PR #2878, opened 2021-10-26
fix #2871 by introducing additional directories

### LINKED ISSUE #2871: Separate binary executables to different folders
As of 10/5/21, there are 30 binary executables generated in the `bin` directory with a mix of useful binaries, debug binaries, and automatic testing binaries, manual testing binaries, and irrelevant binaries. They can be put in separate directories so the functionality of each directory is clearer.

shaomeng:
This PR fixes issue #2871 by moving 3 binaries to a directory named `debug_binaries`, and 7 binaries to a directory named `test_binaries`.


sgpearse (approved):
With this PR, our build directory will have 4 places we put binaries (bin, test_apps, debug_binaries, and test_binaries).  A little confusing.  I think we should migrate the binaries in build/test_apps into either test_binaries or debug_binaries.  But that can be done outside of this PR.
------------------------------------------------------------------------
> _WHAT YOU SHOULD DO_: All lines from the beginning of the material above through the one with "### LINKED ISSUE" need to be returned exactly; please return those and only those.

> _WRITTEN ANSWER_:
PR #2878, opened 2021-10-26
fix #2871 by introducing additional directories

### LINKED ISSUE #2871: Separate binary executables to different folders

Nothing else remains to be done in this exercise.